- _Provided entries_
··········
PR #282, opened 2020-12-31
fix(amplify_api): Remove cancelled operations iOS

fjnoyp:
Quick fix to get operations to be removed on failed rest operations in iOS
··········
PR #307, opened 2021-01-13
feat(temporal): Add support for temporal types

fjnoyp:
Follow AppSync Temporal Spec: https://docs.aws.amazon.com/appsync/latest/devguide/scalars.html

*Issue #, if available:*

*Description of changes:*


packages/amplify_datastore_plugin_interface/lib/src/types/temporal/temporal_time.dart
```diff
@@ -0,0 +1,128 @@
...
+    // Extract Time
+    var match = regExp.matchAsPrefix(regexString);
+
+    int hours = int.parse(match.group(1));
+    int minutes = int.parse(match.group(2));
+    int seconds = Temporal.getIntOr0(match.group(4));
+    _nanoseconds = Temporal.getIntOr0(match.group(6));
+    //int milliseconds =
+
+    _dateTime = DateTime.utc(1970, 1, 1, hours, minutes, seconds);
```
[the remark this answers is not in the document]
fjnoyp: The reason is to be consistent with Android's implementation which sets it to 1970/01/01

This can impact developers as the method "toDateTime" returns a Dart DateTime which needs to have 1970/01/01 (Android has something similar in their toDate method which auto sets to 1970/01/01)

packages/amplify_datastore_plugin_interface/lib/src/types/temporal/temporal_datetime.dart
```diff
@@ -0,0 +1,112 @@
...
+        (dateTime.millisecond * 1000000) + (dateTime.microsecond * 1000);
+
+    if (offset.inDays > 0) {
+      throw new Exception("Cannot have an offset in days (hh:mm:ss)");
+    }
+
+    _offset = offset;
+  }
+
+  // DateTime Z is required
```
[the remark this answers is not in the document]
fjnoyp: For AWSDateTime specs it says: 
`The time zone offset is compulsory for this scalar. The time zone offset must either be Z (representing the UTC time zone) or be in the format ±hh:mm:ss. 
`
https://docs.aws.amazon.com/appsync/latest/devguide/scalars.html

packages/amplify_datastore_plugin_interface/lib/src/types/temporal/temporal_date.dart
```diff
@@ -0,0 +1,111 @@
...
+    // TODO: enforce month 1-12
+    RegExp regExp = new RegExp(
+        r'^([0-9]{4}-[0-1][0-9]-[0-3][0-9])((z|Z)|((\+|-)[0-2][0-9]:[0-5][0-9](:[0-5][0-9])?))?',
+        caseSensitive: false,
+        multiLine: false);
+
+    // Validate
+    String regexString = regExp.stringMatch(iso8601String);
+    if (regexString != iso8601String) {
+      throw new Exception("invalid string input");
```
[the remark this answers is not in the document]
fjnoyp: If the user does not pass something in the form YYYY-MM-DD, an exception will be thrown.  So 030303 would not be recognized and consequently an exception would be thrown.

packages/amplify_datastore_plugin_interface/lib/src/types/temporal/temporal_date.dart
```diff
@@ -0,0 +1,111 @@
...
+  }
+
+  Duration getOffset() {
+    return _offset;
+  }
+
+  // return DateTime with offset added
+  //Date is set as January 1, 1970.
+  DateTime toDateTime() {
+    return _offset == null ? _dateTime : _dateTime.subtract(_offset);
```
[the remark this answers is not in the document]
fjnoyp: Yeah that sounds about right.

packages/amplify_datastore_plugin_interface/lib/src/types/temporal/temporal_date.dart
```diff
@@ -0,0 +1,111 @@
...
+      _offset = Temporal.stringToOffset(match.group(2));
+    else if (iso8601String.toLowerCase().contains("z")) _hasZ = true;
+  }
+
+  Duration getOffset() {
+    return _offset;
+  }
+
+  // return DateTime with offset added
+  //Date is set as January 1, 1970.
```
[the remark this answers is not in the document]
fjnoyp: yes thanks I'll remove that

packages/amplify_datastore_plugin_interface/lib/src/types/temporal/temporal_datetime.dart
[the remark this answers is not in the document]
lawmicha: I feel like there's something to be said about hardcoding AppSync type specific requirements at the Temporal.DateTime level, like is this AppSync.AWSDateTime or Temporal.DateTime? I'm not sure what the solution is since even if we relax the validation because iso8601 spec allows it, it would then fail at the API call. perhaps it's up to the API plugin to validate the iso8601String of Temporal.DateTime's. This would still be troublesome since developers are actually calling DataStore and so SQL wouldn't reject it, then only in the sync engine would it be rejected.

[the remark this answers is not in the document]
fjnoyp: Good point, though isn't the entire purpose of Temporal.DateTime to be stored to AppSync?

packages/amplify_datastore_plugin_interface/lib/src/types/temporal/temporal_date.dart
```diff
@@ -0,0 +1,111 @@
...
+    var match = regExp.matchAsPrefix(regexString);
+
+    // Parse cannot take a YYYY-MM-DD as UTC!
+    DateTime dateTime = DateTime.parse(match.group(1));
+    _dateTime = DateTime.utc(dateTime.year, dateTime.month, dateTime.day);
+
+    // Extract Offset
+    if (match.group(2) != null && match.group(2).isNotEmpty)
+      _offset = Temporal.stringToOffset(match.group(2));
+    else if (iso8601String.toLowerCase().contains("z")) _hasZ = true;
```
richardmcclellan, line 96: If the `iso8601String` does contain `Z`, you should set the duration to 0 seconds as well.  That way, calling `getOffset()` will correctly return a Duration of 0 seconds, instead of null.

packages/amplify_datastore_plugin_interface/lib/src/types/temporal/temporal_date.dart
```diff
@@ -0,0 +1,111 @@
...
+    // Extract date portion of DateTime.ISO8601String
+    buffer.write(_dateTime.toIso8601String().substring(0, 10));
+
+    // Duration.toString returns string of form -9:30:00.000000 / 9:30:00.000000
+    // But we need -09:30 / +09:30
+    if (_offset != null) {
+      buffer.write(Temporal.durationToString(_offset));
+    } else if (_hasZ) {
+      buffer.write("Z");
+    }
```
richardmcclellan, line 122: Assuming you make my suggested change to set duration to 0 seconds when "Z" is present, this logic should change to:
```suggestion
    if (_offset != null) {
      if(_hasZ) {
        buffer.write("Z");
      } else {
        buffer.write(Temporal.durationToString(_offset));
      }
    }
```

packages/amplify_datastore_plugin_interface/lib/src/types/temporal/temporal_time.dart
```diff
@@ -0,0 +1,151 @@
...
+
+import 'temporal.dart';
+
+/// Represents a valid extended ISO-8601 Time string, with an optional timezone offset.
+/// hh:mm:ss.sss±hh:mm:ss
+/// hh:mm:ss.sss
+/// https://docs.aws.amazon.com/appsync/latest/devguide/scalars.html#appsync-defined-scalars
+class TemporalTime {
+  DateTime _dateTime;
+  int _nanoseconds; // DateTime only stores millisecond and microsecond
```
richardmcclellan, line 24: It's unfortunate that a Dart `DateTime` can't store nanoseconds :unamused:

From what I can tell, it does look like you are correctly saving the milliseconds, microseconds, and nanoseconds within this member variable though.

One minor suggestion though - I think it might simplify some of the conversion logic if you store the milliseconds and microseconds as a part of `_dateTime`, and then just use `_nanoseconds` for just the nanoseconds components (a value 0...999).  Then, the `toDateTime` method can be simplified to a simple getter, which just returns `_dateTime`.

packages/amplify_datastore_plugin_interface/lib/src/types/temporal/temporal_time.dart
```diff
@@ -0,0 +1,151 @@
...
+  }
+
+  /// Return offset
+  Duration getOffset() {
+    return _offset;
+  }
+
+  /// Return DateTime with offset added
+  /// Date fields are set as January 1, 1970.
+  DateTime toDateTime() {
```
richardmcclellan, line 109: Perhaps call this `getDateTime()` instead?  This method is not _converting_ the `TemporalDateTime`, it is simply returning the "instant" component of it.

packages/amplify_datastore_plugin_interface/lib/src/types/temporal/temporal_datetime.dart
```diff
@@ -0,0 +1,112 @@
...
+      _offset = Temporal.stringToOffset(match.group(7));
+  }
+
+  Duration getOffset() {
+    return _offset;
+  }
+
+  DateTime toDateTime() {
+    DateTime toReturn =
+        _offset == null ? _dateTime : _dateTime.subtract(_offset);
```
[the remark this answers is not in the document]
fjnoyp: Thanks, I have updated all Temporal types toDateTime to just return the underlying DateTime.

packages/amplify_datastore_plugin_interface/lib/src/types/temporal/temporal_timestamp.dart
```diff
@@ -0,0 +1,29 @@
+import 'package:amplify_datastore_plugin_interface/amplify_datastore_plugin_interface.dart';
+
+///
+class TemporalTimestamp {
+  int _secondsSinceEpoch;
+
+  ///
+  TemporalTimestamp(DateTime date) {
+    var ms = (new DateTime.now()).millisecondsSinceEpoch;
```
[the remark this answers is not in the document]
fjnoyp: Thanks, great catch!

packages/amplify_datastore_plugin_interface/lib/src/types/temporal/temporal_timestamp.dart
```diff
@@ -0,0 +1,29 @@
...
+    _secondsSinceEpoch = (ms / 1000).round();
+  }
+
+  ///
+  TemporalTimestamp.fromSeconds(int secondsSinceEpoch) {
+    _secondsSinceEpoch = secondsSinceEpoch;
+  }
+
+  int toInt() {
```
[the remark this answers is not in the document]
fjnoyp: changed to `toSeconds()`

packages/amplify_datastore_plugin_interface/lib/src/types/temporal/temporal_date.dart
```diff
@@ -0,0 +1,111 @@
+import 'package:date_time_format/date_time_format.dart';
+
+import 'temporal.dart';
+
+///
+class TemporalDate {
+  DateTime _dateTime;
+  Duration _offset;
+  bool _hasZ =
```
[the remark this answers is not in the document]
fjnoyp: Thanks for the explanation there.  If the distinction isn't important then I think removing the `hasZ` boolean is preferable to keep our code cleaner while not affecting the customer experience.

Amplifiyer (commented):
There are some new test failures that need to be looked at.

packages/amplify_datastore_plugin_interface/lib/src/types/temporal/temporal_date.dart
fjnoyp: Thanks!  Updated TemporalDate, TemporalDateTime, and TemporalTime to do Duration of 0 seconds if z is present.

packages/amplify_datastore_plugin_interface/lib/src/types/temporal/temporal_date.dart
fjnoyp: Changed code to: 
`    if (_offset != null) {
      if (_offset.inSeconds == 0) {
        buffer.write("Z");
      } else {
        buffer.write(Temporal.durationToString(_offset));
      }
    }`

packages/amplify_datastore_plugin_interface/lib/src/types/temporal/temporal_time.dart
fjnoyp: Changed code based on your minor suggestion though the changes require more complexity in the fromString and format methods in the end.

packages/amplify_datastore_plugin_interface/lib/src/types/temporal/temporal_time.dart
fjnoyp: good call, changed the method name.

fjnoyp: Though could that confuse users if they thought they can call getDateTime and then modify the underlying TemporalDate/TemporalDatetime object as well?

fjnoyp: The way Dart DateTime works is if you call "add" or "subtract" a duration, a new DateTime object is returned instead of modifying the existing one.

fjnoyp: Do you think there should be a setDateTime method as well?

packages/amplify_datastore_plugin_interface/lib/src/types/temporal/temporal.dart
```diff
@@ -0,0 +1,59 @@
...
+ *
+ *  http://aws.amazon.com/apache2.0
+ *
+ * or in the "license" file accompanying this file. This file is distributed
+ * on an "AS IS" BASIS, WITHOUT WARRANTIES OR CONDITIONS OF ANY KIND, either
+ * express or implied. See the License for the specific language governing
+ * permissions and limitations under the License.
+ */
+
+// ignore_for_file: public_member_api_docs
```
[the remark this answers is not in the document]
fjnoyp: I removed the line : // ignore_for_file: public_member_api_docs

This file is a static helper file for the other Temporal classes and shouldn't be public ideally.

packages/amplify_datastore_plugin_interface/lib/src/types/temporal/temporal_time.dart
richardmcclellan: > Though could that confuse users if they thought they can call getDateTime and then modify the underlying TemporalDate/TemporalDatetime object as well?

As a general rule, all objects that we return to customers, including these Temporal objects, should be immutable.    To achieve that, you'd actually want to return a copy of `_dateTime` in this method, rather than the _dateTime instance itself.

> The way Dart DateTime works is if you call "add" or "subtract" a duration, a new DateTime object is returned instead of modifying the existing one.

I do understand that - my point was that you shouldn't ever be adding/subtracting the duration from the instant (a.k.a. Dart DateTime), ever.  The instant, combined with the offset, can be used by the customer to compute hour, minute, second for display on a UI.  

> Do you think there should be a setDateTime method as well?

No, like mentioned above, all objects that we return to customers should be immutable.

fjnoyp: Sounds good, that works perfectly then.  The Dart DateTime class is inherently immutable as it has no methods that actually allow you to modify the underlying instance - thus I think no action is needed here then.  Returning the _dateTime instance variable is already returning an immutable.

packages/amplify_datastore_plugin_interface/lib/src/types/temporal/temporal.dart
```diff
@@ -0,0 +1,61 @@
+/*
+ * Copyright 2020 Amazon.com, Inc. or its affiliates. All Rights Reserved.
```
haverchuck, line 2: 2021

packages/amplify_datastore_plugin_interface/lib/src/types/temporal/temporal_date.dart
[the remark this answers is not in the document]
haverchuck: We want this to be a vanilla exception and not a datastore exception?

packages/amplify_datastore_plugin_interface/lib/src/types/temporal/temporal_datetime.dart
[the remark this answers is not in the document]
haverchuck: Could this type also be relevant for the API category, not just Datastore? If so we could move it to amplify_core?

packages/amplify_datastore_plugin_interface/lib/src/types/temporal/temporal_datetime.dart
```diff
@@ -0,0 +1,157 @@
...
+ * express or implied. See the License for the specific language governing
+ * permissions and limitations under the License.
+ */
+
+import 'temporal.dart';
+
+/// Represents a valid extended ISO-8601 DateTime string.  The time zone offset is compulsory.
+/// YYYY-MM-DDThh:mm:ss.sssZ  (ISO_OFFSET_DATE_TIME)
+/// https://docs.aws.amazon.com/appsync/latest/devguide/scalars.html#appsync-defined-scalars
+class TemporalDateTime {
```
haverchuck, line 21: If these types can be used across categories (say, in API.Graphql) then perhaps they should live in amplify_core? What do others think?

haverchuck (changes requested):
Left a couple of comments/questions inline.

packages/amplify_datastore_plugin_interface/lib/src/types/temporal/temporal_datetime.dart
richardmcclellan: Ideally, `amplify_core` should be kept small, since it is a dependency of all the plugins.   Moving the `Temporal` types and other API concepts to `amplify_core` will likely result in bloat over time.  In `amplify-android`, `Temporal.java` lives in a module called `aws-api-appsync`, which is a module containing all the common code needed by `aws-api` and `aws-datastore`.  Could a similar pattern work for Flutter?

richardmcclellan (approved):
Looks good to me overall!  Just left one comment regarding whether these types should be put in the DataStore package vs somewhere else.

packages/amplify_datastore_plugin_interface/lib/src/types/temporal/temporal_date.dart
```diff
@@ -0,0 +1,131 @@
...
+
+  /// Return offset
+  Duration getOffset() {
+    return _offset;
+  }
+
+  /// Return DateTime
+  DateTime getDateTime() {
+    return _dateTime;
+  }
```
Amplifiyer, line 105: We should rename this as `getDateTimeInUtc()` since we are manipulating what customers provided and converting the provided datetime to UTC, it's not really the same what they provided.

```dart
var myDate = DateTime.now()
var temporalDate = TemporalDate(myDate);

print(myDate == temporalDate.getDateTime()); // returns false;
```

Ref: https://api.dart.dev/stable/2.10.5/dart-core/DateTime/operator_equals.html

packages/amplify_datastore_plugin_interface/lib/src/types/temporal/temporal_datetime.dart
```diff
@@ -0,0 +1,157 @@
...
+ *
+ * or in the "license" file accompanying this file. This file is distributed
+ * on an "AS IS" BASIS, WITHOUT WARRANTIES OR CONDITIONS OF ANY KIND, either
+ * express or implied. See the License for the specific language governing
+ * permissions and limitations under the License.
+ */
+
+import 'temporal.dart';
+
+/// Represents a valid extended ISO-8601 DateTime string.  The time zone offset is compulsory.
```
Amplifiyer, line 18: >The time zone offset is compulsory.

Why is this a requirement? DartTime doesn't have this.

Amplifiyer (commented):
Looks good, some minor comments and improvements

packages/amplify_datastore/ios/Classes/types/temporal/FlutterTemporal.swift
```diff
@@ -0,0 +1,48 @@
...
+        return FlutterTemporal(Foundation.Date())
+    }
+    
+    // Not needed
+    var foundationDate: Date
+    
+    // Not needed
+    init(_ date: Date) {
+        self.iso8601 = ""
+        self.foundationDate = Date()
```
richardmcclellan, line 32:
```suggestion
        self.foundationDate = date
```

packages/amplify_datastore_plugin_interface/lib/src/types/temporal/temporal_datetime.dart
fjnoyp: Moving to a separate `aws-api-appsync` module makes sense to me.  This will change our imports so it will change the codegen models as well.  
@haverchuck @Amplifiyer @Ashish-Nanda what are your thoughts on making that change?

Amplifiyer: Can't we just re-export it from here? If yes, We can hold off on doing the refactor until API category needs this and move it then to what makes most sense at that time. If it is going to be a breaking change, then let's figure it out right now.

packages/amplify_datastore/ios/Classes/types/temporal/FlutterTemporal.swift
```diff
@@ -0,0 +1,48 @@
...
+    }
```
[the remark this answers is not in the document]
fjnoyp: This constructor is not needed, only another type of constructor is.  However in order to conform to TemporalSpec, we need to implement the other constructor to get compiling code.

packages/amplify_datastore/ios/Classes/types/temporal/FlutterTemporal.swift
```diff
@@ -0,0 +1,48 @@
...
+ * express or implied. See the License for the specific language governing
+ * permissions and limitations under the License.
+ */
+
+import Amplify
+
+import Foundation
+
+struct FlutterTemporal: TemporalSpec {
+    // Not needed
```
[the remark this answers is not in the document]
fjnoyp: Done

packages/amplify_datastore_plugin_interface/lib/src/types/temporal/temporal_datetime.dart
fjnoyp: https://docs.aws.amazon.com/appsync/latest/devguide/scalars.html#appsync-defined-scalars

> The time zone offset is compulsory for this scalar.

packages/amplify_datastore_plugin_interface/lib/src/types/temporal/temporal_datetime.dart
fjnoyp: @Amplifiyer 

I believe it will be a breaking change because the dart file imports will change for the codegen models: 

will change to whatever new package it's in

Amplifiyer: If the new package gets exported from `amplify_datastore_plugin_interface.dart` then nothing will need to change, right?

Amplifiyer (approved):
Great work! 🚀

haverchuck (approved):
··········
- _What the task requires_
Using the data above, extract exactly the lines from the one that holds "PR #282, opened 2020-12-31" to the one that holds "Quick fix to", both ends included, and no others.

- _Output of the exercise_
PR #282, opened 2020-12-31
fix(amplify_api): Remove cancelled operations iOS

fjnoyp:
Quick fix to get operations to be removed on failed rest operations in iOS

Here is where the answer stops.